I appricate this so much thanks for your help

----------

## Stupendoussteve

It's going to be hard to test your setup with the eth0 active. It's also possible that dhcp didn't run because it is active. Try doing it without the wired connection and see if there's a difference. If you still don't get an address, set an IP manually with ifconfig wlan0 ADDRESS (make sure it's unused). See if you can ping and connect to the router.

Also, proto=WPA is not required in the wpa_supplicant.conf. It can figure out the protocol and set it up without it.Last edited by Stupendoussteve on Mon Nov 10, 2008 3:28 pm; edited 1 time in total

----------

## gentoo_newguy

Ok well i wait till this has finished compiling then i will have ago at doing it. 

Is it ok to come bk in a few hours if i have problems still ??

----------

## Stupendoussteve

There will always be someone around.

You might try getting help in the IRC channel too.
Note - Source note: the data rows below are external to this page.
PR #2206, opened 2021-03-08
[refactor] Move type related utils away from lang_util.h

k-ye:
Related issue = #2196 

The reason for this PR is similar to that of #2205: Because `taichi/lang_util.cpp` depends on `taichi/program`, if any source file in the testable library includes `taichi/lang_util.h`, we will be forced to include the entire `taichi/program` part as well. As a result, I will break down `lang_util` into a few smaller pieces.

----


yuanming-hu (approved):
LGTM, thanks!

PR #2209, opened 2021-03-13
[refactor] Move code away from lang_utils

k-ye:
Related issue = #2196 

This PR is literally moving code around, so that files in `taichi/ir` do not need to include `taichi/lang_util.h`.

----


taichi/ir/ir.cpp
```diff
@@ -92,14 +88,6 @@ IRNode *IRNode::get_ir_root() {
   return node;
 }
 
-Kernel *IRNode::get_kernel() const {
```
k-ye, line 95: These two methods are moved to `taichi/program/ir_node_extended_impl.cpp` because they need the definition of `Kernel` and `Program`.

yuanming-hu (approved):
Awesome, looks great! It's nice to see the code is getting more organized!

PR #2214, opened 2021-03-15
[test] [ir] Add a simple unit test for IRBuilder

k-ye:
Related issue = #2196, #2193

Note that I've switched from `OBJECT`  to `STATIC` now. It could be too laborious to refactor the whole code base to a point where they are layered nicely. Instead, we should just create a (static) library that is unit testable by excludeing `taichi/python` and being python-free. Most of Taichi's dependencies will be merged into this lib, including LLVM, GLEW, etc. ( `target_link_librariess()` doesn't seem to be effective with an `OBJECT` library)

----

### DIFF
--- a/tests/cpp_new/ir/ir_builder_test.cpp
+++ b/tests/cpp_new/ir/ir_builder_test.cpp
@@ -1,0 +1,22 @@
+#include "gtest/gtest.h"
+
+#include "taichi/ir/ir_builder.h"
+#include "taichi/ir/statements.h"
+
+namespace taichi {
+namespace lang {
+
+TEST(IRBuilder, Basic) {
+  IRBuilder builder;
+  auto *lhs = builder.get_int32(40);
+  auto *rhs = builder.get_int32(2);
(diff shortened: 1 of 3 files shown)


tests/cpp_new/ir/ir_builder_test.cpp
```diff
@@ -0,0 +1,22 @@
+#include "gtest/gtest.h"
+
+#include "taichi/ir/ir_builder.h"
+#include "taichi/ir/statements.h"
+
+namespace taichi {
+namespace lang {
+
+TEST(IRBuilder, Basic) {
```
k-ye, line 9: googletest is pretty easy to learn: https://google.github.io/googletest/primer.html. By having these files unit tested, we should be able to finalize our IR/passes API, while still iterating and improving the implementations.

yuanming-hu (approved):
LGTM!

xumingkuan (approved):
LGTM, thanks!

PR #2225, opened 2021-03-20
[ir] Add more statements and tests to IR Builder

xumingkuan:
Related issue = #2193 

This PR adds these statements to the IR Builder:
- All UnaryOpStmts
- All BinaryOpStmts
- TernaryOpStmt
- RangeForStmt, StructForStmt, WhileStmt, IfStmt
- WhileControlStmt, ContinueStmt
- AllocaStmt, LocalLoadStmt, LocalStoreStmt
- LoopIndexStmt

And add the following tests:
- PrintStmt test
- RangeFor test

----

### DIFF
--- a/taichi/ir/ir_builder.cpp
+++ b/taichi/ir/ir_builder.cpp
@@ -49,6 +49,86 @@ Stmt *IRBuilder::create_return(Stmt *value) {
   return insert(Stmt::make<KernelReturnStmt>(value));
 }
 
+Stmt *IRBuilder::create_cast(Stmt *value, DataType output_type) {
+  auto &&result = Stmt::make_typed<UnaryOpStmt>(UnaryOpType::cast_value, value);
+  result->cast_type = output_type;
+  return insert(std::move(result));
+}
+
+Stmt *IRBuilder::create_bit_cast(Stmt *value, DataType output_type) {
+  auto &&result = Stmt::make_typed<UnaryOpStmt>(UnaryOpType::cast_bits, value);
+  result->cast_type = output_type;
+  return insert(std::move(result));
+}
+
+Stmt *IRBuilder::create_neg(Stmt *value) {
+  return insert(Stmt::make<UnaryOpStmt>(UnaryOpType::neg, value));
+}
+
+Stmt *IRBuilder::create_not(Stmt *value) {
+  return insert(Stmt::make<UnaryOpStmt>(UnaryOpType::bit_not, value));
+}
+
+Stmt *IRBuilder::create_logical_not(Stmt *value) {
+  return insert(Stmt::make<UnaryOpStmt>(UnaryOpType::logic_not, value));
+}
+
+Stmt *IRBuilder::create_floor(Stmt *value) {
+  return insert(Stmt::make<UnaryOpStmt>(UnaryOpType::floor, value));
+}
+
+Stmt *IRBuilder::create_ceil(Stmt *value) {
+  return insert(Stmt::make<UnaryOpStmt>(UnaryOpType::ceil, value));
+}
+
+Stmt *IRBuilder::create_abs(Stmt *value) {
+  return insert(Stmt::make<UnaryOpStmt>(UnaryOpType::abs, value));
+}
+
+Stmt *IRBuilder::create_sgn(Stmt *value) {
+  return insert(Stmt::make<UnaryOpStmt>(UnaryOpType::sgn, value));
+}
+
+Stmt *IRBuilder::create_sqrt(Stmt *value) {
+  return insert(Stmt::make<UnaryOpStmt>(UnaryOpType::sqrt, value));
+}
+
+Stmt *IRBuilder::create_rsqrt(Stmt *value) {
+  return insert(Stmt::make<UnaryOpStmt>(UnaryOpType::rsqrt, value));
+}
+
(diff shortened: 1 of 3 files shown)


k-ye (approved):
LGTM!

xumingkuan:
@k-ye Sorry for adding a commit after approving... Could you please re-review this PR?

BTW, it seems that the format server is not working.

taichi/ir/ir_builder.h
```diff
@@ -5,12 +5,13 @@
 TLANG_NAMESPACE_BEGIN
 
 class IRBuilder {
- private:
+ public:
   struct InsertPoint {
     Block *block;
```
k-ye, line 10:
```suggestion
    Block *block{nullptr};
```

taichi/ir/ir_builder.h
```diff
@@ -5,12 +5,13 @@
...
     int position;
```
k-ye, line 11:
```suggestion
    int position{0};
```

taichi/ir/ir_builder.h
```diff
@@ -5,12 +5,13 @@
...
   };
 
+ private:
   std::unique_ptr<IRNode> root_;
```
k-ye, line 15:
```suggestion
  std::unique_ptr<IRNode> root_{nullptr};
```

taichi/ir/ir_builder.cpp
```diff
@@ -10,7 +11,87 @@ IRBuilder::IRBuilder() {
...
+    TI_ERROR("Statement {} is not a loop.", loop->name());
+  }
+}
+
+void IRBuilder::set_insertion_point_to_true_branch(Stmt *if_stmt) {
+  TI_ASSERT(if_stmt->is<IfStmt>());
+  set_insertion_point({if_stmt->as<IfStmt>()->true_statements.get(), 0});
+}
+
+void IRBuilder::set_insertion_point_to_false_branch(Stmt *if_stmt) {
```
k-ye, line 51: ditto

k-ye (approved):
LGTM with nits

taichi/ir/ir_builder.cpp
```diff
@@ -10,7 +11,87 @@ IRBuilder::IRBuilder() {
...
+    set_insertion_point({struct_for->body.get(), 0});
+  } else if (auto while_stmt = loop->cast<WhileStmt>()) {
+    set_insertion_point({while_stmt->body.get(), 0});
+  } else {
+    TI_ERROR("Statement {} is not a loop.", loop->name());
+  }
+}
+
+void IRBuilder::set_insertion_point_to_true_branch(Stmt *if_stmt) {
+  TI_ASSERT(if_stmt->is<IfStmt>());
```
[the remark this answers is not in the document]
xumingkuan: Then we need to include each `XxxStmt`'s name in `ir.h`. Since we actually do that now, maybe it's fine with that?

And for convenience, maybe we want to set the return values of `IRBuilder::create_xxx` to the corresponding `XxxStmt` so that we can write `builder.set_insertion_point_to_true_branch(builder.create_if(...))` without more type casts.

taichi/ir/ir_builder.h
xumingkuan: This is actually set in the constructor... Do we need to initialize it here?

k-ye: Yeah, let's keep the style consistent

taichi/ir/ir_builder.cpp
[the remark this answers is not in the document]
k-ye: >  Since we actually do that now, maybe it's fine with that?

Hmm, could you share how long it takes for you to re-compile when `ir.h` is changed? (Also, how many threads are you using typically?) If it is too slow for you, would you take a look at `ir.h` and try to split it into smaller pieces? 

That said, for IRBuilder, by definition it will need to know all the stmts, so I'm not sure if/how we can avoid including the contents in `ir.h`.

> And for convenience, maybe we want to set the return values of IRBuilder::create_xxx to the corresponding XxxStmt so that we can write builder.set_insertion_point_to_true_branch(builder.create_if(...)) without more type casts.

Yeah, that sounds like a good idea :)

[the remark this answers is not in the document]
xumingkuan: > Hmm, could you share how long it takes for you to re-compile when ir.h is changed? (Also, how many threads are you using typically?)

It took me 4m17s just now with 8 threads. I think it's acceptable...

BillXu2000 (commented):
LGTM

taichi/ir/ir_builder.cpp
```diff
@@ -10,7 +11,87 @@ IRBuilder::IRBuilder() {
...
+
+void IRBuilder::set_insertion_point_to_after(Stmt *stmt) {
+  set_insertion_point({stmt->parent, stmt->parent->locate(stmt) + 1});
+}
+
+void IRBuilder::set_insertion_point_to_before(Stmt *stmt) {
+  set_insertion_point({stmt->parent, stmt->parent->locate(stmt)});
+}
+
+void IRBuilder::set_insertion_point_to_loop_begin(Stmt *loop) {
```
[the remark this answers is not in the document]
xumingkuan: Done

PR #2227, opened 2021-03-21
[Example] Reduce c calculation from pixel loop

arisliang:
value `c` is not dependent on pixels, moving it outside of pixel loop to reduce calculation needed.

### DIFF
--- a/examples/fractal.py
+++ b/examples/fractal.py
@@ -13,8 +13,8 @@ def complex_sqr(z):
 
 @ti.kernel
 def paint(t: float):
+    c = ti.Vector([-0.8, ti.cos(t) * 0.2])
     for i, j in pixels:  # Parallized over all pixels
-        c = ti.Vector([-0.8, ti.cos(t) * 0.2])
         z = ti.Vector([i / n - 1, j / n - 0.5]) * 2
         iterations = 0
         while z.norm() < 20 and iterations < 50:


arisliang:
This shouldn't change the outermost loop and therefore parallelization of the pixel loop, is it?

k-ye:
Thanks for the contribution! There are actually quite a few details for this change:

1. A variable that is global to the scope of @ti.kernel (i.e., outside the parallel for-loop, but still within the kernel body) is actually stored in a device buffer, for it to be accessible by each GPU thread. This change would result in a read to that global buffer, instead of the thread local register or memory. 
2. Internally, each parallel for-loop translates to a CUDA kernel, the serial part in between also translates to a single-thread CUDA kernel. So this change would result in two CUDA kernel launches instead of one. The overhead might very well be negligible for such a simple example, but it is something to be aware of.

arisliang:
Yeah, the low-level details is needed to be aware of. That's why this PR. If we need to do something global in ti.kernel scope, potentially more resource intensive, will it be better to put it in the global scope to be accessible by local thread, or repeat the calculation in each thread?

Also a question on your 2nd comment `two CUDA kernel launches instead of one`. Does this mean the number of CUDA kernel will be doubled (2 * N), not just plus 1 (N + 1), for the global variable in ti.kernel scope?

k-ye:
> will it be better to put it in the global scope to be accessible by local thread, or repeat the calculation in each thread?

I think this is a case-by-case question. Ultimately it is the computation resource vs memory bandwidth resource. But I agree that the more intensive the computation gets, the better to compute it once and reuse it among threads.

> Does this mean the number of CUDA kernel will be doubled (2 * N), not just plus 1 (N + 1), for the global variable in ti.kernel scope?

Good point, it is (N + 1). Sorry for not clarify this. Say we have this kernel:

```python
@ti.kernel
def foo():
  for i in x:  # 1
    do_something_with(x[i])
  for i in y:  # 2
    do_something_with(y[i])
```

Taichi translates each for-loop `1` and `2` into a parallelized CUDA kernel. (In some settings where `x` and `y` are of the same shape, it can be fused. But that's a more advanced topic)

Now if we add some statements in between:

```python
@ti.kernel
def foo():
  for i in x:  # 1
    do_something_with(x[i])
  do_other_things()  # 3
  for i in y:  # 2
    do_something_with(y[i])
```

Because `3`'s grid layout is different (it must be executed on a single CUDA thread), so Taichi will need to emit 3 CUDA kernels.

arisliang:
By turning on `ti.init(arch=ti.gpu, print_preprocessed=True)`, the final AST shows 
the passed-in parameter `t = ti.decl_scalar_arg(float)` is also at the outermost scope. Does the passed-in parameters trigger the launch of a single-thread CUDA kernel? Or not, because there's no calculation to the parameter?

arisliang:
Think I'm clear for now, thanks for the clarification!

Issue #2219, opened 2021-03-18
Make taichi-gardener's CI trigger the required workflows


k-ye:
While we have made @taichi-gardener 's CI inherit from the previous run's result, the coverage this CI job is not enough to merge the PR. The problem is that it doesn't trigger the workflows required for merging into `master`. We should make @taichi-gardener 's CI trigger these required workflows (Build on Linux with Python 3.6, and Code Format) as well. It takes a bit longer to run, but at least we will have a way to merge PR.

Close #1809, which is superseded by this.

k-ye:
Fixed by #2229

PR #2229, opened 2021-03-22
[misc] Make taichi-gardener also run the required CI jobs

k-ye:
Related issue = #2219

* Before this change, @taichi-gardener  won't trigger the *required* "Ubuntu 3.6 Build and Test (CPU)" --> We have to do another push.
* After this change, @taichi-gardener 's CI will be slower (maybe by another 20 minutes). But we can at least merge PRs if there are no other issue.

Long term speaking, I see that TiDB's workflow is to manually trigger the CI by replying some magic keywords (e.g. "/run-all-tests"), which the bots will listen to. Maybe that's a better way to utilize CI resources.

----

### DIFF
--- a/.github/workflows/persubmit.yml
+++ b/.github/workflows/persubmit.yml
@@ -4,16 +4,57 @@ on:
     types: [opened, synchronize, reopened]
 
 jobs:
+  build_and_test_cpu_required:
+    # This job will be required to pass before merging to master branch.
+    name: Required Build and Test (CPU)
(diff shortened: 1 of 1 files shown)


yuanming-hu (approved):
Awesome! Hopefully, the workflow is less intimidating/confusing to new contributors now.

k-ye:
Not sure how long it takes for `Required Build and Test (CPU) (ubuntu-latest, 3.6) (pull_request)` to propagate to the settings..

PR #2234, opened 2021-03-25
[refactor] Add ASTResolver to properly resolve AST nodes to functions

k-ye:
Related issue = #2223 

The idea is to consult the `globals()` scope to make sure functions like `ti.static` actually resolve to Taichi functions during AST transformation.

----

### DIFF
--- a/python/taichi/lang/ops.py
+++ b/python/taichi/lang/ops.py
@@ -2,7 +2,7 @@ import builtins
 import ctypes
 import functools
 import math
-import operator as ops
+import operator as _bt_ops_mod  # bt for builtin
 import traceback
 
 from taichi.lang import impl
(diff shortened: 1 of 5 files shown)


python/taichi/lang/ops.py
```diff
@@ -2,7 +2,7 @@
 import ctypes
 import functools
 import math
-import operator as ops
+import operator as _bt_ops_mod  # bt for builtin
```
k-ye, line 5: Previously this has overridden our `ops.py` module, renaming this here for unittests.

python/taichi/lang/transformer.py
```diff
@@ -543,6 +538,7 @@ def visit_For(self, node):
             if decorator != '' and len(node.iter.args) == 1:
                 double_decorator = self.get_decorator(node.iter.args[0])
             ast.fix_missing_locations(node)
+            print(f'decorator={decorator} double_decorator={double_decorator}')
```
k-ye, line 541:
```suggestion
```

yuanming-hu (approved):
Looks great! It's so nice to see that the previous string-based hacky keyword matching is now done much more systematically :-)

PR #3141, opened 2021-10-11
[Bug] Throw proper error message when creating more than 32 snode trees in LLVM backend.

ailzhang:
* #3143
* #3142
* __->__ #3141

Noticed this `mem double free/segfault` when trying out @qiao-bo @strongoier's memory allocator
script, thought that we should throw a proper error message here
instead.


qiao-bo:
Can someone explain briefly why it's 32?

strongoier:
> Can someone explain briefly why it's 32? not like 64?

Maybe we need to @ljcc0930.

k-ye:
> Can someone explain briefly why it's 32? not like 64?

It's just some random number we picked...

PR #3175, opened 2021-10-12
[vulkan] Fix ti.sync() for vulkan

AmesingFlank:
Our vk backend doesn't submit a cmd list until an operation that requires syncing is performed.
Thus, during `synchronize()`, we should also check if there's a pending cmd list, and submit it if so.


k-ye:
Oops, PR title

PR #3179, opened 2021-10-13
[vulkan] Fixing some type mismatches

bobcao3:
Related issue = #3164

Not sure whether this causes #3164 but this comes up in validation, and could be a reason.


g1n0st:
@bobcao3 Should we merge this?

Issue #3110, opened 2021-10-08
Drawing lines with `canvas.lines()` does not work as expected


bcolloran:
**Describe the bug**

I've been having trouble drawing lines with `canvas.lines()`.

The short script below defines 10 points in a semicircle around one point at the center of the semicircle, and then defines edges between the central point and all others. Only five of the expected 10 lines are drawn.

**To Reproduce**
```python
import numpy as np
import taichi as ti

ti.init(arch=ti.gpu)

x_np = np.pi * np.arange(0, 1, 0.1)
x_np = np.vstack([np.cos(x_np), np.sin(x_np)])
x_np = np.hstack([[[0], [0]], x_np]).T
x_np = 0.3 * x_np + 0.5

edges_np = np.array([[0, i] for i in range(1, x_np.shape[0])])

n_vertices = x_np.shape[0]
n_edges = edges_np.shape[0]

x = ti.Vector.field(2, shape=n_vertices, dtype=float)
x.from_numpy(x_np)

edges = ti.Vector.field(2, shape=n_edges, dtype=int)
edges.from_numpy(edges_np)

print(edges) # output included below

window = ti.ui.Window("draw lines", res=(512, 512))
canvas = window.get_canvas()

while window.running:
    canvas.lines(vertices=x, indices=edges, width=0.002)
    canvas.circles(centers=x, radius=0.005)
    window.show()
```

**Log/Screenshots**
here is the full terminal output when i run this script:

```
[Taichi] version 0.8.0, llvm 10.0.0, commit 181c9039, linux, python 3.9.7
[Taichi] Starting on arch=cuda
[[ 0  1]
 [ 0  2]
 [ 0  3]
 [ 0  4]
 [ 0  5]
 [ 0  6]
 [ 0  7]
 [ 0  8]
 [ 0  9]
 [ 0 10]]
[W 10/07/21 22:54:13.619 48481] [vulkan_device.cpp:buffer@526] Overriding last binding
[W 10/07/21 22:54:13.626 48481] [vulkan_device.cpp:buffer@526] Overriding last binding
```

Note that the list of `edges` that is printed includes an edge from point zero to all 10 other points, but in the screenshot below only 5 lines are drawn:
![image](https://user-images.githubusercontent.com/2380975/136505737-94999dae-aa9f-4cd0-b2a0-531c2eb2aa90.png)

**Additional comments**
I have just recently discovered Taichi and I *love it*. Thank you, and keep up the amazing work!

[...]

PR #3181, opened 2021-10-13
[gui] Accept array of vectors as indices for lines and triangles

Leonz5288:
Related issue = #3110
This method is somehow hacky and needs to be discussed.
My perspective:
In renderable.cpp update_data(), indices are processed without differences about drawings. It makes more sense to modify the code in their separate scope. However, in these situations, all we can do is to modify the shape of the indices.
I might miss something about the process of rendering, so please give any suggestions.

### DIFF
--- a/taichi/ui/backends/vulkan/renderable.cpp
+++ b/taichi/ui/backends/vulkan/renderable.cpp
@@ -41,10 +41,9 @@ void Renderable::update_data(const RenderableInfo &info) {
   int num_vertices = info.vbo.shape[0];
   int num_indices;
   if (info.indices.valid) {
-    num_indices = info.indices.shape[0];
-    if (info.indices.matrix_cols == 1) {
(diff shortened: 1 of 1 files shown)


Leonz5288:
I believe this is what you meat. @AmesingFlank

AmesingFlank:
> I believe this is what you meant. @AmesingFlank However, I am kind of worry if this would affect other drawing APIs in a bad way?

I don't think this will break anything. Just to be sure, could you try running each of the files in `examples/ggui_examples`? Again, I am terribly sorry that I haven't implemented any automated testing mechanisms yet.

Leonz5288:
> > I believe this is what you meant. @AmesingFlank However, I am kind of worry if this would affect other drawing APIs in a bad way?
> 
> I don't think this will break anything. Just to be sure, could you try running each of the files in `examples/ggui_examples`? Again, I am terribly sorry that I haven't implemented any automated testing mechanisms yet.

Already tested, nothing is broken :)

Issue #2711, opened 2021-08-17
[vulkan] Clear unnecessary GLSL shader files on Vulkan backend


g1n0st:
Currently, the GLSL shader files in folder `taichi/backends/vulkan/shaders` are outdated. Welcome contributors to remove them and make sure the dependency is clean. : )

PR #3211, opened 2021-10-17
[vulkan] Clear unnecessary GLSL shader files on Vulkan backend

0xzhang:
Related issue = #2711


0xzhang:
Time to do more thing! :smile:

PR #3215, opened 2021-10-18
[Example] Fix the ti example problems of sparse matrix demos

Hanke98:
Related issue = #3216 #3116 #3081

When you type `ti example stable_fluid`, it will not run the example successfully:
```
[Taichi] version 0.8.3, llvm 10.0.0, commit 306cdbf3, linux, python 3.9.5

**      Taichi Programming Language      **

Docs:   https://taichi.rtfd.io/en/stable
GitHub: https://github.com/taichi-dev/taichi
Forum:  https://forum.taichi.graphics

Running example stable_fluid ...
usage: stable_fluid.py [-h] [-s]
stable_fluid.py: error: unrecognized arguments: example stable_fluid
```
So does the implicit mass-spring demo.

The reason is that the `runpy.run_path` method will pass the `sys.argv` which contains the arguments of the command: `ti example ...` to the example scripts and some of these arguments will not be recognized by the demos.

Here, I use a quick solution: use `ArgumentParser.parse_known_args()`  instead of `ArgumentParser.parse_args()`. 

In the long run, I think we should support passing the arguments correctly from the `ti` CLI to examples since some arguments are important to the examples.

### DIFF
--- a/python/taichi/main.py
+++ b/python/taichi/main.py
@@ -181,7 +181,7 @@ class TaichiMain:
             action='store_true',
             help="Save source code to current directory instead of running it")
 
-        #TODO: Pass the arguments to donwstreams correctly(#3216).
+        # TODO: Pass the arguments to downstream correctly(#3216).
         args = parser.parse_args(arguments)
 
         examples_dir = TaichiMain._get_examples_dir()


ailzhang:
Alternatively if we could only pass ` sys.argv[2:]` to downstream( ofc add a comment saying that we skipped ti, example) that seems better?

PR #3229, opened 2021-10-19
[vulkan] Fix fence timeout

AmesingFlank:


bobcao3:
lmao, should we just make it UINT64_MAX so that extremely long compute will survive?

It's a lot more interactive.

chat.freenode.net  #gentoo

----------

## gentoo_newguy

I havent got irc setup on my machine i should really get it installed . 

Is there one u reccomend ?

----------

## Stupendoussteve

X-chat or irssi (console), or konversation.

----------

## gentoo_newguy

Thanks i will get one of these installed.

Il probally be back later with my wireless problems 

Thanks so much

----------

## gentoo_newguy

HI im positive that my wpa_supplicant conf is set up. 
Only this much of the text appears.